H&R does not make that size, so you'll have to get some custom made or find a company that sells them. I'm sure others will chime in with some good sites.
What is the size and offset? Adapters will push the wheel out toward the fenders. I'd recommend a 20mm for a minimum. Your final offset should be higher than 20mm unless you are puling your fenders or are donig extensive bodywork. Any offset higher than a 40 should work. Offset minus sadapter size = final offset (hopefully above 20).
Depending on how far they stick out, you might have to play with tire size. Of course, your 5x114.3 wheels might have a nice high offset like 48 so they could fit perfect as well. need some more info from you to make the call-


----------



## VacantSkies88 (Nov 16, 2004)

*Re: 5x114.3 on a Jetta (GrantVR6)*


_Quote, originally posted by *GrantVR6* »_so these would bolt into my current stock location and push my tires out by 1" and then also have bolts for the new rim?
is this bad to do for my VW?









The black studs that you see in the pic are what your wheels get put onto. The shorter lugs that I was talking about are what connect the adapter to the hub on your car. You still need to purchase lug nuts + wheel locks though










_Modified by VacantSkies88 at 6:14 PM 1-23-2007_


----------



## GrantVR6 (Jan 15, 2007)

*Re: (kidshorty)*

http://www.rojawheels.com/whee...=3378
http://www.rojawheels.com/whee...=3258
i was looking at these, I have a black jetta and want that lip that sticks out.

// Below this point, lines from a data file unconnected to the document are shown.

PR #96, opened 2019-03-06
Fix PrivateKey.cpp Ed25519 signing

terorie:
Off-by-one error


terorie:
@vikmeup I'll add tests in another PR 👍 

Closing this as fix is now in master.

PR #105, opened 2019-03-07
 Add address validate function

alejandro-isaza:


src/Address.cpp
```diff
@@ -67,3 +67,51 @@ std::string TW::loadAddress(const Data& data, TWCoinType coin) {
...
+    case TWCoinTypeTomoChain:
+    case TWCoinTypeVeChain:
+    case TWCoinTypeWanChain:
+        return Ethereum::Address::isValid(string);
+
+    case TWCoinTypeICON:
+        return Icon::Address::isValid(string);
+
+    case TWCoinTypeLitecoin:
+        return Bitcoin::Bech32Address::isValid(string);
```
eddywm: Litecoin address are Bech32 but use different hrp than BTC, so I'd guess they shouldn't have exactly same validation function.

Maybe Bech32.isValid(String, Hrp hrp)

alejandro-isaza: we don't check HRP. Should we?

PR #112, opened 2019-03-09
Address derivation from private key

alejandro-isaza:


src/Coin.cpp
```diff
@@ -0,0 +1,264 @@
...
+        return Bitcoin::Bech32Address(HRP_LITECOIN, 0, data).string();
+
+    case TWCoinTypeNimiq:
+        return Nimiq::Address(data).string();
+
+    case TWCoinTypeRipple:
+        return Ripple::Address(data).string();
+
+    case TWCoinTypeDash:
+    case TWCoinTypeTron:
```
hewigovens: No TronAddress? I remember Tron uses sha3 instead of sha256 for keyhash

src/Coin.cpp
```diff
@@ -0,0 +1,264 @@
...
+        return Ripple::Address::isValid(string);
+
+    case TWCoinTypeDash:
+        return Bitcoin::Address::isValid(string, {TWP2PKHPrefixDash, TWP2SHPrefixDash});
+
+    case TWCoinTypeTezos:
+        return Tezos::Address::isValid(string);
+
+    case TWCoinTypeTron:
+        return Bitcoin::Address::isValid(string, {0x41});
```
hewigovens: Use a const variable for `0x41`?

src/Coin.cpp
```diff
@@ -0,0 +1,264 @@
...
+    case TWCoinTypeRipple:
+    case TWCoinTypeTezos:
+    case TWCoinTypeThunderToken:
+    case TWCoinTypeTomoChain:
+    case TWCoinTypeTron:
+    case TWCoinTypeVeChain:
+    case TWCoinTypeWanChain:
+    case TWCoinTypeZcash:
+    case TWCoinTypeZcoin:
+        return DerivationPath(purpose(coin), coin, 0, 0, 0);
```
hewigovens: This is default case, I think we may need another methods:
1. accept `account`, `change`, `index`
2. only 3 levels for Ed25519

src/Coin.cpp
```diff
@@ -0,0 +1,264 @@
...
+        return Bitcoin::Bech32Address(privateKey.getPublicKey(PublicKeyType::secp256k1), 0, HRP_BITCOIN).string();
+
+    case TWCoinTypeBitcoinCash:
+        return Bitcoin::CashAddress(privateKey.getPublicKey(PublicKeyType::secp256k1)).string();
+
+    case TWCoinTypeDash:
+        return Bitcoin::Address(privateKey.getPublicKey(PublicKeyType::secp256k1), TWP2PKHPrefixDash).string();
+
+    case TWCoinTypeCallisto:
+    case TWCoinTypeEOS:
```
hewigovens: EOS should not Ethereum::Address

src/Coin.cpp
```diff
@@ -0,0 +1,264 @@
...
+        return Nimiq::Address(privateKey.getPublicKey(PublicKeyType::ed25519)).string();
+
+    case TWCoinTypeRipple:
+        return Ripple::Address(privateKey.getPublicKey(PublicKeyType::secp256k1)).string();
+
+    case TWCoinTypeTezos:
+        return Tezos::Address(privateKey.getPublicKey(PublicKeyType::secp256k1)).string();
+
+    case TWCoinTypeTron:
+        return Bitcoin::Address(privateKey.getPublicKey(PublicKeyType::secp256k1), 0x41).string();
```
hewigovens: Tron is base58 + sha3

src/Coin.cpp
alejandro-isaza: We are missing a Tron::Address class...

src/Coin.cpp
alejandro-isaza: Not sure what I should call this. It should be in Tron::Address once we have one.

src/Coin.cpp
alejandro-isaza: We do support that, just none implemented yet.

src/Coin.cpp
alejandro-isaza: Will remove this case since we don't support yet.

src/Coin.cpp
alejandro-isaza: Again missing this class...

src/Coin.cpp
hewigovens: Ok, There is a `TronAddress.swift`, that's why iOS still works

src/Coin.cpp
hewigovens: Just tron address prefix?

PR #251, opened 2019-04-02
 Remove data representation from addresses

alejandro-isaza:


tests/Keystore/StoredKeyTests.cpp
```diff
@@ -35,10 +35,10 @@ TEST(StoredKey, LoadLegacyMnemonic) {
 
     EXPECT_EQ(key.accounts[0].coin(), TWCoinTypeEthereum);
     EXPECT_EQ(key.accounts[0].derivationPath.string(), "m/44'/60'/0'/0/0");
-    EXPECT_EQ(key.accounts[0].address, "0xeDe8F58dADa22c3A49dB60D4f82BAD428ab65F89");
+    EXPECT_EQ(key.accounts[0].address, "");
     EXPECT_EQ(key.accounts[1].coin(), TWCoinTypeBitcoin);
     EXPECT_EQ(key.accounts[1].derivationPath.string(), "m/84'/0'/0'/0/0");
```
vikmeup: We need an address to be here tho?

alejandro-isaza: No, we call fixAddreses or just adding an account will fix it.

PR #278, opened 2019-04-09
Remove watch type from StoredKey, implement watching in Swift

alejandro-isaza:


swift/Sources/Keystore/KeyStore.swift
```diff
@@ -11,12 +11,25 @@ public final class KeyStore {
...
+
     /// List of wallets.
     public private(set) var wallets = [Wallet]()
 
+    /// List of accounts being watched
+    public var watches = [Watch]()
+
     /// Creates a `KeyStore` for the given directory.
-    public init(keyDirectory: URL) throws {
+    public init(keyDirectory: URL, watchesFile: URL? = nil) throws {
```
vikmeup: we can also re use `keyDirectory: URL` directory and store watch files in `watch.json` to make it simpler

swift/Sources/Keystore/KeyStore.swift
```diff
@@ -35,6 +48,13 @@ public final class KeyStore {
         }
     }
 
+    @discardableResult
+    public func watch(coin: CoinType, address: String, xpub: String?) -> Watch {
```
vikmeup: can we make it take an array of objects rather than just one? similar to wallets functionality

swift/Sources/Keystore/Watch.swift
```diff
@@ -0,0 +1,48 @@
...
+        self.address = address
+        self.xpub = xpub
+    }
+
+    enum CodingKeys: CodingKey {
+        case coin
+        case address
+        case xpub
+    }
+
```
vikmeup: can we add test case to make sure it saves and it loads?

swift/Sources/Keystore/KeyStore.swift
alejandro-isaza: Done

swift/Sources/Keystore/KeyStore.swift
alejandro-isaza: Done

swift/Sources/Keystore/Watch.swift
alejandro-isaza: Done

PR #299, opened 2019-04-11
Clean LUX addition back up to current master

giaki3003:
Added this back. Fixed the Java issues too


giaki3003:
Will rebase again once i get the primitives sorted again

PR #301, opened 2019-04-11
ONT doesn’t have decimal

ArtemGoryunov:
## Description

ONT doesn't have a decimal.

## Types of changes

ONT decimal was changed to 0

## Checklist


vikmeup:
`Note that ONT is an integer and has no decimals, whereas ONG has 9 decimals. For detailed info please read Everything you need to know about ONG.`
https://github.com/ontio/ontology

vikmeup:
@ArtemGoryunov can you check iOS CI? let's merge it then

PR #318, opened 2019-04-13
Add source of the node

vikmeup:
Adding the required parameter to specify the source of the node to run.

- if we need manually to run node ourselves
- provide users the ability to run their own in the future, the source would be useful for them to do it

### DIFF
--- a/src/interface/TWCoinTypeConfiguration.cpp
+++ b/src/interface/TWCoinTypeConfiguration.cpp
@@ -304,4 +304,48 @@ TWString *_Nonnull TWCoinTypeConfigurationGetName(enum TWCoinType type) {
     return TWStringCreateWithUTF8Bytes(string.c_str());
 }
 
+TWString *_Nullable TWCoinTypeConfigurationGetNodeSource(enum TWCoinType type) {
+    string string;
+    switch (type) {
+    case TWCoinTypeBitcoin:
+    case TWCoinTypeBitcoinCash:
+    case TWCoinTypeDash:
+    case TWCoinTypeDogecoin:
+    case TWCoinTypeDecred:
+    case TWCoinTypeLitecoin:
+    case TWCoinTypeGroestlcoin:
+    case TWCoinTypeZcash:
+    case TWCoinTypeZcoin:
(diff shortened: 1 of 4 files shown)


src/interface/TWCoinTypeConfiguration.cpp
```diff
@@ -304,4 +304,48 @@ TWString *_Nonnull TWCoinTypeConfigurationGetName(enum TWCoinType type) {
...
+    case TWCoinTypeGroestlcoin:
+    case TWCoinTypeZcash:
+    case TWCoinTypeZcoin:
+    case TWCoinTypeViacoin:
+    case TWCoinTypeLux:
+    case TWCoinTypeQtum: string = "https://github.com/trezor/blockbook"; break;
+    case TWCoinTypeICON: string = "https://github.com/icon-project/icon-rpc-server"; break;
+    case TWCoinTypeNEO: string = "https://github.com/neo-project/neo"; break;
+    case TWCoinTypeStellar: string = "https://github.com/stellar/go"; break;
+    case TWCoinTypeEthereum:
```
armatusmiles: Attention. For all cases below result will be: "https://github.com/ethereum/go-ethereum".
Need add break or empty string

src/interface/TWCoinTypeConfiguration.cpp
```diff
@@ -304,4 +304,48 @@ TWString *_Nonnull TWCoinTypeConfigurationGetName(enum TWCoinType type) {
     return TWStringCreateWithUTF8Bytes(string.c_str());
 }
 
+TWString *_Nullable TWCoinTypeConfigurationGetNodeSource(enum TWCoinType type) {
+    string string;
+    switch (type) {
+    case TWCoinTypeBitcoin:
```
armatusmiles: Attention. For all cases below result will be: "https://github.com/trezor/blockbook"
Need add break or empty string

hewigovens:
I would prefer to move coin configuration to a json file, what do you think?

vikmeup:
@hewigovens config file makes sense, let's wait for @alejandro-isaza to work on that then. Closing this for now

PR #339, opened 2019-04-18
Use bindings lib to find and load .node files

BSathvik:
## Description

- Use the `bindings` npm library to find and load `.node` binary.
- Switch from `dist/` to `build/` for `bindings` lib.


BSathvik:
> Do you have plan to add some basic binding tests too? we can add it to Android CI

I'll definitely do that in a different PR.

PR #342, opened 2019-04-19
implement HDWallet::getPrivateKeyFromExtended

hewigovens:


src/HDWallet.cpp
```diff
@@ -112,6 +112,18 @@ PublicKey HDWallet::getPublicKeyFromExtended(const std::string& extended, TWCurv
     return PublicKey(Data(node.public_key, node.public_key + 33));
 }
 
+PrivateKey HDWallet::getPrivateKeyFromExtended(const std::string &extended, TWCurve curve,
+                                               Hash::Hasher hasher, enum TWHDVersion versionPublic,
+                                               enum TWHDVersion versionPrivate, uint32_t change,
+                                               uint32_t address) {
+    auto node = HDNode{};
+    assert(deserialize(extended, curve, hasher, versionPublic, versionPrivate, &node));
```
alejandro-isaza: Putting the body inside the assert means that the whole thing will be removed in release. This is what broke things.

PR #360, opened 2019-04-24
Fix JS Bech32Address and HDWallet tests

BSathvik:
## Description

- Change `Bech32Address` imports and tests
- Fix HDWallet test


BSathvik:
> Can we add tests? so we can't break this functionality next time we make changes

Yes, I'm doing that right now.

These where the best looking one i can find so far. but im still looking


----------



## VacantSkies88 (Nov 16, 2004)

*Re: (GrantVR6)*


_Quote, originally posted by *GrantVR6* »_http://www.rojawheels.com/whee...=3378
http://www.rojawheels.com/whee...=3258
i was looking at these, I have a black jetta and want that lip that sticks out. These where the best looking one i can find so far. but im still looking


A staggered setup having 18x8's up front and 18x9" in the rear could look sweet
3378-1890-514-37 18x9 5x114.3 37 24.3 lbs.
3378-1880-514-43 18x8 5x114.3 43 23.8 lbs.


----------